_TASK TO COMPLETE_
Return all of the material that follows, keeping each line exactly as it is.
** GIVEN INFORMATION follows **
PR #2630, opened 2017-11-25
fix sudo make install error because of incorrect file name

jasjuang:
If you look in https://github.com/CGAL/cgal/tree/master/Installation, you will realize the file "CHANGE" does not exist, hence if `sudo make install` there will be errors like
** End of GIVEN INFORMATION **
_ANSWER_
PR #2630, opened 2017-11-25
fix sudo make install error because of incorrect file name

jasjuang:
If you look in https://github.com/CGAL/cgal/tree/master/Installation, you will realize the file "CHANGE" does not exist, hence if `sudo make install` there will be errors like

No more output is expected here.